Saved data entries
↓↓↓
PR #3448, opened 2023-05-29
Fix some issues around the property type, value type and existing member in DPG

ArcturusZhang:
Fixes https://github.com/Azure/autorest.csharp/issues/3449

# Description

This is a follow up for the comment we have in my previous PR: https://github.com/Azure/autorest.csharp/pull/3425/files#r1203289487
I referenced the same way mgmt/HLC is doing to get value type for a property with existing member.

The changes in this PR, they actually did not change anything in behavior.
The code looks like this way:

```diff
internal Model DeserializeModel(JsonElement root)
{
	/* omit irrelavants */
	Optional<int> optionalInt = default;
	/* unchanged content */
-	return new Model(optioanlInt);
+	return new Model(optionalInt.Value);
}
// reference: the signature of ctor of Model looks like:
// internal Model(int optionalInt);
```

In the definition of `Optional<T>`, there is an implicit operator: https://github.com/Azure/autorest.csharp/blob/03db394404c19613abbe25d550faddcd4a0c1a77/src/assets/Generator.Shared/Optional.cs#L109
And our constructors will never accept `Optional<T>` as parameter, therefore the usages:
- new Model(optioanlInt);
- new Model(optioanlInt.Value);

are actually the same, in the first one, the implicit operator will automatically be invoked

# Checklist

# Ready to Land?


src/AutoRest.CSharp/Common/Output/Builders/BuilderHelpers.cs
```diff
@@ -203,28 +203,31 @@ public static TypeDeclarationOptions CreateTypeAttributes(string defaultName, st
             return new TypeDeclarationOptions(defaultName, defaultNamespace, defaultAccessibility, isAbstract, false);
         }
 
-        public static MemberDeclarationOptions CreateMemberDeclaration(string defaultName, CSharpType defaultType, string defaultAccessibility, ISymbol? existingMember, TypeFactory typeFactory)
+        public static CSharpType GetTypeFromExisting(ISymbol existingMember, CSharpType defaultType, TypeFactory typeFactory)
         {
-            if (existingMember != null)
+            var newType = existingMember switch
```
chunyu3, line 208: What if existingMember == null?  ISymbol is interface, it can be null.

It is better to check inside the function, otherwise, this function may be called in incorrect way.

src/AutoRest.CSharp/Common/Output/Models/Types/ModelTypeProviderFields.cs
```diff
@@ -57,13 +58,16 @@ public ModelTypeProviderFields(InputModelType inputModel, TypeFactory typeFactor
             foreach (var inputModelProperty in inputModel.Properties)
             {
                 var originalFieldName = inputModelProperty.Name.ToCleanName();
-                var (originalFieldType, fieldValueType) = GetPropertyDefaultType(inputModel.Usage, inputModelProperty, typeFactory);
+                var propertyType = GetPropertyDefaultType(inputModel.Usage, inputModelProperty, typeFactory);
+                var optionalViaNullability = !inputModelProperty.IsRequired &&
```
chunyu3, line 62: What's the meaning of `optionalViaNullability`?

src/AutoRest.CSharp/Common/Output/Models/Types/ModelTypeProviderFields.cs
```diff
@@ -184,45 +203,27 @@ private static FieldDeclaration CreateFieldFromExisting(ISymbol existingMember,
...
             _ => throw new NotSupportedException($"'{existingMember.ContainingType.Name}.{existingMember.Name}' must be either field or property.")
         };
 
-        private static (CSharpType PropertyType, CSharpType ValueType) GetPropertyDefaultType(in InputModelTypeUsage modelUsage, in InputModelProperty property, TypeFactory typeFactory)
+        private static CSharpType GetPropertyDefaultType(in InputModelTypeUsage usage, in InputModelProperty property, TypeFactory typeFactory)
         {
             var propertyType = typeFactory.CreateType(property.Type);
 
-            if (modelUsage == InputModelTypeUsage.Output ||
+            if (!usage.HasFlag(InputModelTypeUsage.Input) ||
```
↑↑↑
Your task: The answer should be the complete set of records, printed exactly.

Task solution:
PR #3448, opened 2023-05-29
Fix some issues around the property type, value type and existing member in DPG

ArcturusZhang:
Fixes https://github.com/Azure/autorest.csharp/issues/3449

# Description

This is a follow up for the comment we have in my previous PR: https://github.com/Azure/autorest.csharp/pull/3425/files#r1203289487
I referenced the same way mgmt/HLC is doing to get value type for a property with existing member.

The changes in this PR, they actually did not change anything in behavior.
The code looks like this way:

```diff
internal Model DeserializeModel(JsonElement root)
{
	/* omit irrelavants */
	Optional<int> optionalInt = default;
	/* unchanged content */
-	return new Model(optioanlInt);
+	return new Model(optionalInt.Value);
}
// reference: the signature of ctor of Model looks like:
// internal Model(int optionalInt);
```

In the definition of `Optional<T>`, there is an implicit operator: https://github.com/Azure/autorest.csharp/blob/03db394404c19613abbe25d550faddcd4a0c1a77/src/assets/Generator.Shared/Optional.cs#L109
And our constructors will never accept `Optional<T>` as parameter, therefore the usages:
- new Model(optioanlInt);
- new Model(optioanlInt.Value);

are actually the same, in the first one, the implicit operator will automatically be invoked

# Checklist

# Ready to Land?


src/AutoRest.CSharp/Common/Output/Builders/BuilderHelpers.cs
```diff
@@ -203,28 +203,31 @@ public static TypeDeclarationOptions CreateTypeAttributes(string defaultName, st
             return new TypeDeclarationOptions(defaultName, defaultNamespace, defaultAccessibility, isAbstract, false);
         }
 
-        public static MemberDeclarationOptions CreateMemberDeclaration(string defaultName, CSharpType defaultType, string defaultAccessibility, ISymbol? existingMember, TypeFactory typeFactory)
+        public static CSharpType GetTypeFromExisting(ISymbol existingMember, CSharpType defaultType, TypeFactory typeFactory)
         {
-            if (existingMember != null)
+            var newType = existingMember switch
```
chunyu3, line 208: What if existingMember == null?  ISymbol is interface, it can be null.

It is better to check inside the function, otherwise, this function may be called in incorrect way.

src/AutoRest.CSharp/Common/Output/Models/Types/ModelTypeProviderFields.cs
```diff
@@ -57,13 +58,16 @@ public ModelTypeProviderFields(InputModelType inputModel, TypeFactory typeFactor
             foreach (var inputModelProperty in inputModel.Properties)
             {
                 var originalFieldName = inputModelProperty.Name.ToCleanName();
-                var (originalFieldType, fieldValueType) = GetPropertyDefaultType(inputModel.Usage, inputModelProperty, typeFactory);
+                var propertyType = GetPropertyDefaultType(inputModel.Usage, inputModelProperty, typeFactory);
+                var optionalViaNullability = !inputModelProperty.IsRequired &&
```
chunyu3, line 62: What's the meaning of `optionalViaNullability`?

src/AutoRest.CSharp/Common/Output/Models/Types/ModelTypeProviderFields.cs
```diff
@@ -184,45 +203,27 @@ private static FieldDeclaration CreateFieldFromExisting(ISymbol existingMember,
...
             _ => throw new NotSupportedException($"'{existingMember.ContainingType.Name}.{existingMember.Name}' must be either field or property.")
         };
 
-        private static (CSharpType PropertyType, CSharpType ValueType) GetPropertyDefaultType(in InputModelTypeUsage modelUsage, in InputModelProperty property, TypeFactory typeFactory)
+        private static CSharpType GetPropertyDefaultType(in InputModelTypeUsage usage, in InputModelProperty property, TypeFactory typeFactory)
         {
             var propertyType = typeFactory.CreateType(property.Type);
 
-            if (modelUsage == InputModelTypeUsage.Output ||
+            if (!usage.HasFlag(InputModelTypeUsage.Input) ||
```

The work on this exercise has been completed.